BEGIN Given records

PR #54, opened 2017-12-07
Fix charge names in detailed.out

aradi:


aradi:
The wrong submodule status came from not having to executed `git submodule update --recursive` when changing branch. I fixed it now, and rebased it on current master.

bhourahine:
Yes, submodules seem to be a pain when switching branches. Changes approved.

END Given records

▶ _Task_: Beginning with the line that contains "The wrong submodule", quote each line exactly through the last line of the entries above, and nothing beyond them.

▶ _Answer section_:
The wrong submodule status came from not having to executed `git submodule update --recursive` when changing branch. I fixed it now, and rebased it on current master.

bhourahine:
Yes, submodules seem to be a pain when switching branches. Changes approved.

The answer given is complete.